# What this task involves:
Pull every line holding the word "setOwnerId" out of the data and copy it.

[Opening Data provided section]

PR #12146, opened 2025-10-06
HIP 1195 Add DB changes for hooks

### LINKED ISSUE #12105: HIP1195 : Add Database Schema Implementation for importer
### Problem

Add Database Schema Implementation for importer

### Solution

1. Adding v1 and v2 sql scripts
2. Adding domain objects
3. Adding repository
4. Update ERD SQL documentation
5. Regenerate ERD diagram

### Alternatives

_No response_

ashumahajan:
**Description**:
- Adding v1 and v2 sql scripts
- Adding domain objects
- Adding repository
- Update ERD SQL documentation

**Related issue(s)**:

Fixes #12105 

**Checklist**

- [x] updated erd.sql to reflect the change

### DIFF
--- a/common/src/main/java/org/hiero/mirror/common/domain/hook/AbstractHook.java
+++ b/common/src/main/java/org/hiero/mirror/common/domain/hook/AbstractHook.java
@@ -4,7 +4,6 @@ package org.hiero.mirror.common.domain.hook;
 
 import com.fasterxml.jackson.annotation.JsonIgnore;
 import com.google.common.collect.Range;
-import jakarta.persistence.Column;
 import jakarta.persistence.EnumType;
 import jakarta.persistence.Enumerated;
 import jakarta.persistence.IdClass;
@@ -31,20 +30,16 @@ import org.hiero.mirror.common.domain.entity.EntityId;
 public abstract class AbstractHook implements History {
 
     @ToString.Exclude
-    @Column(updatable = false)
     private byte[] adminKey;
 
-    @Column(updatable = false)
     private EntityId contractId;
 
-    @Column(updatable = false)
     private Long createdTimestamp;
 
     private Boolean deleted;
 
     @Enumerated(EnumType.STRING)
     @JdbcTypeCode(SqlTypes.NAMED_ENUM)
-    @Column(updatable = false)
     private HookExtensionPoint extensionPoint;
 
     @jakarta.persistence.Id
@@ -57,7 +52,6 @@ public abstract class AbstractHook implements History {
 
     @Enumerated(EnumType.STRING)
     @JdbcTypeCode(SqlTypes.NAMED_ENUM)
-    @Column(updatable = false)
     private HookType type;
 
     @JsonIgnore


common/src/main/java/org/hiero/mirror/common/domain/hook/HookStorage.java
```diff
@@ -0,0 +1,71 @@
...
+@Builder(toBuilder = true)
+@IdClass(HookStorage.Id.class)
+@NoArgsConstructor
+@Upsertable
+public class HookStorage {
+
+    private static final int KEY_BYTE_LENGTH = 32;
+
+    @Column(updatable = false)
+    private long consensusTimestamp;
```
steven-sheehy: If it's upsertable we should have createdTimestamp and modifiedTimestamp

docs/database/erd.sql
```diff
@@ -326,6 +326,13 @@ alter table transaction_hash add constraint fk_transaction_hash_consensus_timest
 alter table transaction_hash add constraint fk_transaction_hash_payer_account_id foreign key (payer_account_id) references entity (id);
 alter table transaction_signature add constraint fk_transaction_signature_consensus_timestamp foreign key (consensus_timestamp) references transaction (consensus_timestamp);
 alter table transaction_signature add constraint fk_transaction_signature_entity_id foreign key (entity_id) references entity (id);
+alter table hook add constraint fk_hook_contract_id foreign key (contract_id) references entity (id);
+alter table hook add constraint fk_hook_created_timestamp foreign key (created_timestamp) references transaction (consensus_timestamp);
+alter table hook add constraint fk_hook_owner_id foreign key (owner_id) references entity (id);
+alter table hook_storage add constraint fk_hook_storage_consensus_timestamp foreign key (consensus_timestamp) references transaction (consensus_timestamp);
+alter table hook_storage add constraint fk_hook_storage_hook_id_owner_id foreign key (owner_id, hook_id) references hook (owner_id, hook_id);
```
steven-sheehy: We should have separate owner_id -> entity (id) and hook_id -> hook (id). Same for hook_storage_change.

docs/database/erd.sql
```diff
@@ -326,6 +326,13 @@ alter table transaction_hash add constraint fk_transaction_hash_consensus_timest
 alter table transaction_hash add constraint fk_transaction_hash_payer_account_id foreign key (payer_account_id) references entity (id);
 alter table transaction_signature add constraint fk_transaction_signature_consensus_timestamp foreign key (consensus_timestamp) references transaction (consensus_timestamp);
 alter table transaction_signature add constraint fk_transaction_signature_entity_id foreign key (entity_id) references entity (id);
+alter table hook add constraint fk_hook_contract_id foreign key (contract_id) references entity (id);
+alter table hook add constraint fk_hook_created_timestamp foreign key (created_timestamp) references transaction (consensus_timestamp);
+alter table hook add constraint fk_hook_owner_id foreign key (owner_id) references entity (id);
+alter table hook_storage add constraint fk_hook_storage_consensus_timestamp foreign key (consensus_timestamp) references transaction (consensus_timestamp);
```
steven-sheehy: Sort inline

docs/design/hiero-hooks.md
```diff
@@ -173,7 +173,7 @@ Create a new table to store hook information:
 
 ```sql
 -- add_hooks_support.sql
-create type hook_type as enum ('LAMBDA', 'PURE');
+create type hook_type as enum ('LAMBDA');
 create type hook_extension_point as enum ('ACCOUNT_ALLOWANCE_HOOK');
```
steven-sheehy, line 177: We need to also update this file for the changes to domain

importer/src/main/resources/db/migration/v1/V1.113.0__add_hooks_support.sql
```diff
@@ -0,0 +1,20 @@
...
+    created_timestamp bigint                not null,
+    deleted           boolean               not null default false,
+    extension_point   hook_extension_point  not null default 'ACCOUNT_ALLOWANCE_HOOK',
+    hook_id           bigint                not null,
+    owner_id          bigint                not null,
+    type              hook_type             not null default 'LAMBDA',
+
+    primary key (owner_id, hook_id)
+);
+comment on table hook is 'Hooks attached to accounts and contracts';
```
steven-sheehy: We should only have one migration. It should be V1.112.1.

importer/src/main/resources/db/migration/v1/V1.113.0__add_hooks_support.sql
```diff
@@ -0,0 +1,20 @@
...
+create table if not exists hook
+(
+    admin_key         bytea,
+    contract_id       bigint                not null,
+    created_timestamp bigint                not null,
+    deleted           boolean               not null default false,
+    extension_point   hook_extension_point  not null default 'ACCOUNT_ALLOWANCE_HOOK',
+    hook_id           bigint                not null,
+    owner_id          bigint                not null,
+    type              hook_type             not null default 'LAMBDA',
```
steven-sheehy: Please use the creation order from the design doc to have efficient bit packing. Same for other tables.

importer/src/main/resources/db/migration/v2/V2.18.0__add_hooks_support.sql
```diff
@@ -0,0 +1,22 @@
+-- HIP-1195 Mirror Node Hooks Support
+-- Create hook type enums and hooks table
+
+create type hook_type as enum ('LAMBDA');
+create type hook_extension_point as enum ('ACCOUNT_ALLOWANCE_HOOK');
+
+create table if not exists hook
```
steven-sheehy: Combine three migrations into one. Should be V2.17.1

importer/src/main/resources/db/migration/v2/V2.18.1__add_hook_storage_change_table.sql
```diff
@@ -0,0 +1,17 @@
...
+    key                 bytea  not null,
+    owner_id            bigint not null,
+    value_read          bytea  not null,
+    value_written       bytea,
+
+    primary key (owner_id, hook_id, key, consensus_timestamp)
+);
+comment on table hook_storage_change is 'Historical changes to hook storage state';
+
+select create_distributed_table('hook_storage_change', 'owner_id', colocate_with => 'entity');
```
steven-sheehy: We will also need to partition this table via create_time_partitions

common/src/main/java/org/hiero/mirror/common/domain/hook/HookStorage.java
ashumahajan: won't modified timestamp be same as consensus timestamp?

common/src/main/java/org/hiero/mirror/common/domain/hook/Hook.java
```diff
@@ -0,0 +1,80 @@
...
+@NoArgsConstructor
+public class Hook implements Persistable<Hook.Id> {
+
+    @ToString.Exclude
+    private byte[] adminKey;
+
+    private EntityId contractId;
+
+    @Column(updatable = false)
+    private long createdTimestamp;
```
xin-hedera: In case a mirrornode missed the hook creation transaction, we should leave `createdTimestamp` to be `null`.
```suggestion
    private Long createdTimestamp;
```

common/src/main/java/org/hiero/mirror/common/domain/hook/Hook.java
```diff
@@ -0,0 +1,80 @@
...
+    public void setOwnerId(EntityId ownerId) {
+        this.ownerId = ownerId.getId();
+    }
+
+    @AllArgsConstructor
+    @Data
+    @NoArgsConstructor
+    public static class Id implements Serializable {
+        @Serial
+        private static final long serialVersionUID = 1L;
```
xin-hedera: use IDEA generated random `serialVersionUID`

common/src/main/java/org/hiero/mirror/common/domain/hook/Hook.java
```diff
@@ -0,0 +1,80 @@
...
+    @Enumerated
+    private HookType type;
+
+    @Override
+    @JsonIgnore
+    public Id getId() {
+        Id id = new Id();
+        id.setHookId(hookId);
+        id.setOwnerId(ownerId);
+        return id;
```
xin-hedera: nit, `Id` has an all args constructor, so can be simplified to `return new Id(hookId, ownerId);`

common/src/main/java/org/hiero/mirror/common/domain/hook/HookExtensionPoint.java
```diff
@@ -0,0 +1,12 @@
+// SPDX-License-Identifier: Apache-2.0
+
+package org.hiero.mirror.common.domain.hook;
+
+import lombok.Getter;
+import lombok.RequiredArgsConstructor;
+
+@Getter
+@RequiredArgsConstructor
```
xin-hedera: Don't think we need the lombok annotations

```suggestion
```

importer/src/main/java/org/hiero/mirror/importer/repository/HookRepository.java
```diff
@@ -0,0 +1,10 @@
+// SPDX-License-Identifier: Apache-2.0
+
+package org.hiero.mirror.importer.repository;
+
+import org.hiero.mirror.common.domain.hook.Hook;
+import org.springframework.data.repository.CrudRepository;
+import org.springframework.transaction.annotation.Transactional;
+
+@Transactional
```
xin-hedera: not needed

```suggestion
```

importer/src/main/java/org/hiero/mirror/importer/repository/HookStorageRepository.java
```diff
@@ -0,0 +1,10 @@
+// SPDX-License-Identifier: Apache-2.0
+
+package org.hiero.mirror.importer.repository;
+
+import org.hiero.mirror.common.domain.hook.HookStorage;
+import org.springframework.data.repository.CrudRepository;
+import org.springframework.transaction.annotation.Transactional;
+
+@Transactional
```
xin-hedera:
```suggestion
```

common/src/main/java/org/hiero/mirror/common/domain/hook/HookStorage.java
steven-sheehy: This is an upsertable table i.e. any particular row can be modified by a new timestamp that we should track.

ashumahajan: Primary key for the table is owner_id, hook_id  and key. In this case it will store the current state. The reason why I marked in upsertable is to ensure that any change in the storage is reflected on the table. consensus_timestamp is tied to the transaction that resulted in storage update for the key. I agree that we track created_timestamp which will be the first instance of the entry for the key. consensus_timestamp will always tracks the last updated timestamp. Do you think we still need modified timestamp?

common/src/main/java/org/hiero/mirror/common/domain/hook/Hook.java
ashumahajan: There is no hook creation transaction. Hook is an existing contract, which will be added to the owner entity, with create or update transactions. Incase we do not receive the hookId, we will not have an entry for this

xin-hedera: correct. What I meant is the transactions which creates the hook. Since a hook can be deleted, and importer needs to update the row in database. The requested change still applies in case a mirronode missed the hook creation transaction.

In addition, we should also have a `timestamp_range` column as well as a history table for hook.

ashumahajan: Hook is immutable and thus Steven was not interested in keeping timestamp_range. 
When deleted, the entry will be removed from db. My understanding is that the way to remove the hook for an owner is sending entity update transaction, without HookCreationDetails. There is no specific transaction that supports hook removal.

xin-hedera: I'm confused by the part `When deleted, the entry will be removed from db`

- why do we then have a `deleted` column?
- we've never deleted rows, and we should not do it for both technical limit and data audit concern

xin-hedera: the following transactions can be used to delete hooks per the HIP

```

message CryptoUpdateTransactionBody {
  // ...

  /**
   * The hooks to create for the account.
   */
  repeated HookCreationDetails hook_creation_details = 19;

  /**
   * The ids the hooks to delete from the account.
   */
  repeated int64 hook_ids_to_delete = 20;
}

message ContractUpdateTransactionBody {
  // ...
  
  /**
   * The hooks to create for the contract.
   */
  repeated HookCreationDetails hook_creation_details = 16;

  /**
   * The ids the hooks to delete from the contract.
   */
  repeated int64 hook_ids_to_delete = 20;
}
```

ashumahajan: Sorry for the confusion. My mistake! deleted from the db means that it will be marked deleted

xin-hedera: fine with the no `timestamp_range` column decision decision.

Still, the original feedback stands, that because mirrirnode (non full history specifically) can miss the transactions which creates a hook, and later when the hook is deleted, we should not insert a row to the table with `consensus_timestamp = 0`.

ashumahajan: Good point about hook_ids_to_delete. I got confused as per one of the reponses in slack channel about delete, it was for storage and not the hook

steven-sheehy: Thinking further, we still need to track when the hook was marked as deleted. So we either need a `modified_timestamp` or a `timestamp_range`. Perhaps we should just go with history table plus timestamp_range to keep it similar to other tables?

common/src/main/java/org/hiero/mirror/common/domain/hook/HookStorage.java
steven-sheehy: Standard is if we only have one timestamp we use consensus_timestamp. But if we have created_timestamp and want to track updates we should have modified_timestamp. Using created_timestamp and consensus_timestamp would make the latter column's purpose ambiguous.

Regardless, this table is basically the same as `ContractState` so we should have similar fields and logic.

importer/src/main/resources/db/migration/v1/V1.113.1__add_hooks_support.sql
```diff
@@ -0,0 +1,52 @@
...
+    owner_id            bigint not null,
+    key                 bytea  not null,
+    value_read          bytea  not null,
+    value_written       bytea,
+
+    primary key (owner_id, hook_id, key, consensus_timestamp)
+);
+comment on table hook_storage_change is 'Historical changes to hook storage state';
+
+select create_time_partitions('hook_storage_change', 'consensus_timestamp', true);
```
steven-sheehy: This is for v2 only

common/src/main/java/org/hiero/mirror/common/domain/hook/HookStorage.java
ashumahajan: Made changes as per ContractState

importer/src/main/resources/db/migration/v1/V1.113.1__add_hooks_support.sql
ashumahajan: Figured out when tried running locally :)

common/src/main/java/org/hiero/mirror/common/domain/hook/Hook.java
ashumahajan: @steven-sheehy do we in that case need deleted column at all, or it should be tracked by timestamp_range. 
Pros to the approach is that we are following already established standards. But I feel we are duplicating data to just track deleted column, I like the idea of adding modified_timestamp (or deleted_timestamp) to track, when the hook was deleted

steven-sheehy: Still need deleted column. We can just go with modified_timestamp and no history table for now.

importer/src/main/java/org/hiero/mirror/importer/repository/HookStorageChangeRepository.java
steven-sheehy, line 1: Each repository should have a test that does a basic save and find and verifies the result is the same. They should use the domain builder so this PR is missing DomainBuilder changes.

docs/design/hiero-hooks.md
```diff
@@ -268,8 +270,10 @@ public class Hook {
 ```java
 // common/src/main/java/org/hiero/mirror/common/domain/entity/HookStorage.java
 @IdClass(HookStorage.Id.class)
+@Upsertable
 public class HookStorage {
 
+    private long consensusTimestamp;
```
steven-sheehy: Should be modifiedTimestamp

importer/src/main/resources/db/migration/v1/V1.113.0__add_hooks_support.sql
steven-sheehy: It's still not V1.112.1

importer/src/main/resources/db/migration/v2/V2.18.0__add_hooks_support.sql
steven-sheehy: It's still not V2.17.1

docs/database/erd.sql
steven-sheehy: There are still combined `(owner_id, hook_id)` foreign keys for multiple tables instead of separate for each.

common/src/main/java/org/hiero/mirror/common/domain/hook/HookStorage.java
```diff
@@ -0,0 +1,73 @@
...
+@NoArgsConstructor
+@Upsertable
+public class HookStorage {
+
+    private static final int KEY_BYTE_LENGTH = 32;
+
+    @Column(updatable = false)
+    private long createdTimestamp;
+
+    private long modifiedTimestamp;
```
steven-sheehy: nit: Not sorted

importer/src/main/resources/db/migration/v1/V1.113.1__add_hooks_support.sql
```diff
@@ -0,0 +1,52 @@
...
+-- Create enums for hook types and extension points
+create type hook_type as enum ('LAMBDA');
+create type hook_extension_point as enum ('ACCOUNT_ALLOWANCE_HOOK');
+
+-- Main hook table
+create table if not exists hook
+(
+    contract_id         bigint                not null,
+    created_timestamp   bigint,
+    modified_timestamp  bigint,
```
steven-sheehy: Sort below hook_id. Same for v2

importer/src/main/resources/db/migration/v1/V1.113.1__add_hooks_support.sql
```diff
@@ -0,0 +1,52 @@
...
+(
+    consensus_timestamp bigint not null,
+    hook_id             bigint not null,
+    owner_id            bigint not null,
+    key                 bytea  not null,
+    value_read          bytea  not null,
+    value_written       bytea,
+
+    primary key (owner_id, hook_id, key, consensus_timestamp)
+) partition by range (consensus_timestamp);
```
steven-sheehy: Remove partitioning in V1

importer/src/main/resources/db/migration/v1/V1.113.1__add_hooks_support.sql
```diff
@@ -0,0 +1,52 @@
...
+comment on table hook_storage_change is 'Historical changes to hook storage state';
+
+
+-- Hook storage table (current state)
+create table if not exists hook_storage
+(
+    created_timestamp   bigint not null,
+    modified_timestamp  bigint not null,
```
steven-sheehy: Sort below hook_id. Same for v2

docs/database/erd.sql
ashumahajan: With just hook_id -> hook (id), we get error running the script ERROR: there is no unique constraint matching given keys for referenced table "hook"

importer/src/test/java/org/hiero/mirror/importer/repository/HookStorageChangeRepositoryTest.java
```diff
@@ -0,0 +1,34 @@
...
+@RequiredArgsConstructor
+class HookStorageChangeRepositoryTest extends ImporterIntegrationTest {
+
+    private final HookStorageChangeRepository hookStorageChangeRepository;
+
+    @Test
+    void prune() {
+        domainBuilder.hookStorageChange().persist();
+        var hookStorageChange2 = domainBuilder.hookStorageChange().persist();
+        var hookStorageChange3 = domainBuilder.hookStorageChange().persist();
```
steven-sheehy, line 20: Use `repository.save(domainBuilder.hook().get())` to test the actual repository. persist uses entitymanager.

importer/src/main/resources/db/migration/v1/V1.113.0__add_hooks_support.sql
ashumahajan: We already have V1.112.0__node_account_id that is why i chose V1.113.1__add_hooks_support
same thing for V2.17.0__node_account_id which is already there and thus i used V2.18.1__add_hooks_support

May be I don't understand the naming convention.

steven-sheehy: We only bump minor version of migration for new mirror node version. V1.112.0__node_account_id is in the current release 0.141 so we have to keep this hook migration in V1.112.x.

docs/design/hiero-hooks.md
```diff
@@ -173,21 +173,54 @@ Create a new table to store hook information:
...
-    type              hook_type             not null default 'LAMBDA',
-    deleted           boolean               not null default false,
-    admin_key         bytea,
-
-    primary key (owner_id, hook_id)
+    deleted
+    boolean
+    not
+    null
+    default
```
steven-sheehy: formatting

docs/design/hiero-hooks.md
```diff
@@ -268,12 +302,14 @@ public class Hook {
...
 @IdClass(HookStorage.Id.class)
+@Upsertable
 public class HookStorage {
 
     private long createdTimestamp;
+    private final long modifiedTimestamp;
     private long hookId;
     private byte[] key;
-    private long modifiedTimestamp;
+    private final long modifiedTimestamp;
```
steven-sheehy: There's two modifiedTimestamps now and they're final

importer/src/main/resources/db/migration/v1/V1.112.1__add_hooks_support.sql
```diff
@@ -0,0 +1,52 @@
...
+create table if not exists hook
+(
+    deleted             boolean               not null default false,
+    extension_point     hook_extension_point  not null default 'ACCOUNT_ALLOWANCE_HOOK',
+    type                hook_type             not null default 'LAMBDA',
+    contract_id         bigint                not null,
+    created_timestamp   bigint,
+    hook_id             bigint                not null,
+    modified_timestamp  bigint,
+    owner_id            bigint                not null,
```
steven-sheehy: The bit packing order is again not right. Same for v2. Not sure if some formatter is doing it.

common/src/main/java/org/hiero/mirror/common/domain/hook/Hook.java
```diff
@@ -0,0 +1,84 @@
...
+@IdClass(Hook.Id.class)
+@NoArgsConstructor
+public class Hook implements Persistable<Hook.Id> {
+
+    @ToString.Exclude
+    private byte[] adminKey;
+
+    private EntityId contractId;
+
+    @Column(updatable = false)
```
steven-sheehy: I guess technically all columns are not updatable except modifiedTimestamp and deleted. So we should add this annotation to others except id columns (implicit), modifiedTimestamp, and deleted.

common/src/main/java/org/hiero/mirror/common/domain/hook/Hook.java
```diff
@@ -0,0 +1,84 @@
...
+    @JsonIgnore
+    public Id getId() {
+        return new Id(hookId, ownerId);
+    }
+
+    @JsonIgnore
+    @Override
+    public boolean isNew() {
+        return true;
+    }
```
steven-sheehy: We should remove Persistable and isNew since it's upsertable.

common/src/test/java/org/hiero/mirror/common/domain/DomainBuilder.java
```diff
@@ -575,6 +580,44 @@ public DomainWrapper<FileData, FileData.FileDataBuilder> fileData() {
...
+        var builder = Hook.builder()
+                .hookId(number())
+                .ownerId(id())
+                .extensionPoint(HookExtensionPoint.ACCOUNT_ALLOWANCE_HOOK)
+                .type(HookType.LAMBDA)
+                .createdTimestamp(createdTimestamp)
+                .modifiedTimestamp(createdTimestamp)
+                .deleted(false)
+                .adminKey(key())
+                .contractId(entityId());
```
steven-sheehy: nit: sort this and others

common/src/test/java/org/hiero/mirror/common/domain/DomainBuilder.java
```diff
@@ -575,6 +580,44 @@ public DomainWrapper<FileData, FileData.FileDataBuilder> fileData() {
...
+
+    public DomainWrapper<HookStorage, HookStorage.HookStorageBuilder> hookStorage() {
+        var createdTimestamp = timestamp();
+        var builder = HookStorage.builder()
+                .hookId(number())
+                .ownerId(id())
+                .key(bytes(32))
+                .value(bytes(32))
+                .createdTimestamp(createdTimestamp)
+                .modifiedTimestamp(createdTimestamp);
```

[Closing Data provided section]

# Expected output:
+    public void setOwnerId(EntityId ownerId) {
+        id.setOwnerId(ownerId);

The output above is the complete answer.